§ **Exercise**
Restate each entry word for word, leaving nothing out.

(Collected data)
PR #8826, opened 2020-09-03
GUI: gamelist: further internationalisation updates

bevanweiss:
Added description 'Never played' for games with no elapsed time indicated.

Tidied up game list times to handle translation for larger unit of time in each time pairing, and if there is a language with different time unit ordering big/small (I'm not aware of any however).
NOTE: Latin will be a problem (sorry for any native Latin ~~speakers~~readers)

### DIFF
--- a/rpcs3/rpcs3qt/localized.cpp
+++ b/rpcs3/rpcs3qt/localized.cpp
@@ -8,66 +8,55 @@ QString Localized::GetVerboseTimeByMs(qint64 elapsed_ms, bool show_days) const
 {
 	if (elapsed_ms <= 0)
 	{
-		return "";
+		return tr("Never played");
 	}
 
 	const qint64 elapsed_seconds = (elapsed_ms / 1000) + ((elapsed_ms % 1000) > 0 ? 1 : 0);
-
 	qint64 hours = elapsed_seconds / 3600;
 
-	// For anyone who was wondering why there need to be so many cases:
-	// 1. Using variables won't work for future localization due to varying sentence structure in different languages.
-	// 2. The provided Qt functionality only works if localization is already enabled
-	// 3. The provided Qt functionality only works for single variables
-
-	if (show_days && hours >= 24)
+	qint64 days = 0;
+	if (show_days)
 	{
-		const qint64 days  = hours / 24;
+		days = hours / 24;
 		hours = hours % 24;
-
-		if (hours <= 0)
-		{
-			return tr("%n day(s)", "", days);
-		}
-		if (days == 1)
-		{
-			return tr("%0 day and %n hour(s)", "", hours).arg(days);
-		}
-		return tr("%0 days and %n hour(s)", "", hours).arg(days);
 	}
-
 	const qint64 minutes = (elapsed_seconds % 3600) / 60;
 	const qint64 seconds = (elapsed_seconds % 3600) % 60;
 
-	if (hours <= 0)
+	QString str_days = tr("%Ln day(s)", "", days);
+	QString str_hours = tr("%Ln hour(s)", "", hours);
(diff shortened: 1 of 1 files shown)


bevanweiss:
> This isn't gonna work.
> Let me phrase it in your own words:
> "Translatable strings should NEVER be concatenated like this."

Touche ;) but where's the concate?
These are specifically translatable strings, such that the ordering of days/hours, hours/minutes, minutes/seconds can be rearranged, as can the terminology to join them (i.e it's not always going to be 'and' equivalent).
I've looked at all the combos that Google translate will handle, and this is capable of handling all apart from Latin.
Latin is messed up man...
3 hours and 4 minutes -> III IV horas et minuta
5 hours and 10 minutes -> V horas et X minutes

Using the way that I've proposed here... even bloody Yoda is possible....
3 hours and 4 minutes -> minutes there are 4, and hours of 3 there are
"%Ln minute(s)" -> "minutes there are %Ln"
"%Ln hour(s)" -> "hours of %Ln there are"
"%0 and %1" (context "Hours and minutes") -> "%1, and %0"

And I don't just mean this once instance of Yodo... I mean for any Qt supported plurality (apart from Latin... Latin sucks).

Megamouse:
You concatenate two translated strings in another translated string.
It's just not how it works.
And you aren't making things easier for translators with this anyway.

bevanweiss:
"It's just not how it works" por que?

The entire porpoise of the translation engine is to support string substitution, and in this case, some additional common logic for plurality handling.
As to what I'm doing.  I'm simply translating two substrings individually.  Which is entirely correct, in general terms minutes are different from seconds.  So they can (almost.. damn you Latin) always be translated individually.

In terms of "you aren't making things easier for translators with this anyway", it's a cope-pasta of three entries.
If their language does not need alternative handling of times (i.e. it is simply 'big time' & 'smaller time') then for each of the three "%0 and %1" entries, they can simply pasta their chosen... e.g. "%0, und %1", "%0 et %1".

If a translator does want to chime in and tell me about how it adds hours to their workflow or keeps them awake at nights, I'll totally support it and can change it to be 'better for them'.
But you haven't provided any indication of 'why' (por que) you think it makes their life hard.

Megamouse:
You haven't provided waterproof arguments either.
And I don't know if people are happy if we constantly change the same strings just for fun either.
Seems like more work to constantly rework your translation than to do it once with 3 or 4 more entities

Megamouse:
Let's assume that there is a language that phrases single words differently based on sentence structure:
5 days and 4 hours.
4 hourses and 3 minutes.

Then they may have to decide on one of them with your implementation

bevanweiss:
My argument is simple:
The current code has a 'translation' bug.
It does not provide for the appropriate plurality translations of the major time units.

I'm unsure on the 'constantly rework your translation' part.  There would be a total of 7 translation strings.
"%Ln day(s)"
"%Ln hours(s)"
"%Ln minutes(s)"
"%Ln second(s)"
"%0 and %1" (Days and hours)
"%0 and %1" (Hours and minutes)
"%0 and %1" (Minutes and seconds)

The current code has (crap.. I really didn't think it would have that many, and they all appear to require pluralisation):
%n day(s)
%0 day and %n hour(s)
%0 days and %n hour(s)
%n second(s)
%n minute(s)
%0 minute and %n second(s)
%0 minutes and %n second(s)
%n hour(s)
%0 hour and %n minute(s)
%0 hours and %n minute(s)

My version doesn't work where the ordering of 'connected' words can be impacted by plurality.
But as I noted, in Google translate, Latin is the sole language with this characteristic.
And the same issue applies for the current code, since it is only ever pluralised based on the smaller time unit (and I don't think Qt actually supports Latin in its plural engine)

Megamouse:
whatever. I'm sick of this topic :)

§ **Task result**
PR #8826, opened 2020-09-03
GUI: gamelist: further internationalisation updates

bevanweiss:
Added description 'Never played' for games with no elapsed time indicated.

Tidied up game list times to handle translation for larger unit of time in each time pairing, and if there is a language with different time unit ordering big/small (I'm not aware of any however).
NOTE: Latin will be a problem (sorry for any native Latin ~~speakers~~readers)

### DIFF
--- a/rpcs3/rpcs3qt/localized.cpp
+++ b/rpcs3/rpcs3qt/localized.cpp
@@ -8,66 +8,55 @@ QString Localized::GetVerboseTimeByMs(qint64 elapsed_ms, bool show_days) const
 {
 	if (elapsed_ms <= 0)
 	{
-		return "";
+		return tr("Never played");
 	}
 
 	const qint64 elapsed_seconds = (elapsed_ms / 1000) + ((elapsed_ms % 1000) > 0 ? 1 : 0);
-
 	qint64 hours = elapsed_seconds / 3600;
 
-	// For anyone who was wondering why there need to be so many cases:
-	// 1. Using variables won't work for future localization due to varying sentence structure in different languages.
-	// 2. The provided Qt functionality only works if localization is already enabled
-	// 3. The provided Qt functionality only works for single variables
-
-	if (show_days && hours >= 24)
+	qint64 days = 0;
+	if (show_days)
 	{
-		const qint64 days  = hours / 24;
+		days = hours / 24;
 		hours = hours % 24;
-
-		if (hours <= 0)
-		{
-			return tr("%n day(s)", "", days);
-		}
-		if (days == 1)
-		{
-			return tr("%0 day and %n hour(s)", "", hours).arg(days);
-		}
-		return tr("%0 days and %n hour(s)", "", hours).arg(days);
 	}
-
 	const qint64 minutes = (elapsed_seconds % 3600) / 60;
 	const qint64 seconds = (elapsed_seconds % 3600) % 60;
 
-	if (hours <= 0)
+	QString str_days = tr("%Ln day(s)", "", days);
+	QString str_hours = tr("%Ln hour(s)", "", hours);
(diff shortened: 1 of 1 files shown)


bevanweiss:
> This isn't gonna work.
> Let me phrase it in your own words:
> "Translatable strings should NEVER be concatenated like this."

Touche ;) but where's the concate?
These are specifically translatable strings, such that the ordering of days/hours, hours/minutes, minutes/seconds can be rearranged, as can the terminology to join them (i.e it's not always going to be 'and' equivalent).
I've looked at all the combos that Google translate will handle, and this is capable of handling all apart from Latin.
Latin is messed up man...
3 hours and 4 minutes -> III IV horas et minuta
5 hours and 10 minutes -> V horas et X minutes

Using the way that I've proposed here... even bloody Yoda is possible....
3 hours and 4 minutes -> minutes there are 4, and hours of 3 there are
"%Ln minute(s)" -> "minutes there are %Ln"
"%Ln hour(s)" -> "hours of %Ln there are"
"%0 and %1" (context "Hours and minutes") -> "%1, and %0"

And I don't just mean this once instance of Yodo... I mean for any Qt supported plurality (apart from Latin... Latin sucks).

Megamouse:
You concatenate two translated strings in another translated string.
It's just not how it works.
And you aren't making things easier for translators with this anyway.

bevanweiss:
"It's just not how it works" por que?

The entire porpoise of the translation engine is to support string substitution, and in this case, some additional common logic for plurality handling.
As to what I'm doing.  I'm simply translating two substrings individually.  Which is entirely correct, in general terms minutes are different from seconds.  So they can (almost.. damn you Latin) always be translated individually.

In terms of "you aren't making things easier for translators with this anyway", it's a cope-pasta of three entries.
If their language does not need alternative handling of times (i.e. it is simply 'big time' & 'smaller time') then for each of the three "%0 and %1" entries, they can simply pasta their chosen... e.g. "%0, und %1", "%0 et %1".

If a translator does want to chime in and tell me about how it adds hours to their workflow or keeps them awake at nights, I'll totally support it and can change it to be 'better for them'.
But you haven't provided any indication of 'why' (por que) you think it makes their life hard.

Megamouse:
You haven't provided waterproof arguments either.
And I don't know if people are happy if we constantly change the same strings just for fun either.
Seems like more work to constantly rework your translation than to do it once with 3 or 4 more entities

Megamouse:
Let's assume that there is a language that phrases single words differently based on sentence structure:
5 days and 4 hours.
4 hourses and 3 minutes.

Then they may have to decide on one of them with your implementation

bevanweiss:
My argument is simple:
The current code has a 'translation' bug.
It does not provide for the appropriate plurality translations of the major time units.

I'm unsure on the 'constantly rework your translation' part.  There would be a total of 7 translation strings.
"%Ln day(s)"
"%Ln hours(s)"
"%Ln minutes(s)"
"%Ln second(s)"
"%0 and %1" (Days and hours)
"%0 and %1" (Hours and minutes)
"%0 and %1" (Minutes and seconds)

The current code has (crap.. I really didn't think it would have that many, and they all appear to require pluralisation):
%n day(s)
%0 day and %n hour(s)
%0 days and %n hour(s)
%n second(s)
%n minute(s)
%0 minute and %n second(s)
%0 minutes and %n second(s)
%n hour(s)
%0 hour and %n minute(s)
%0 hours and %n minute(s)

My version doesn't work where the ordering of 'connected' words can be impacted by plurality.
But as I noted, in Google translate, Latin is the sole language with this characteristic.
And the same issue applies for the current code, since it is only ever pluralised based on the smaller time unit (and I don't think Qt actually supports Latin in its plural engine)

Megamouse:
whatever. I'm sick of this topic :)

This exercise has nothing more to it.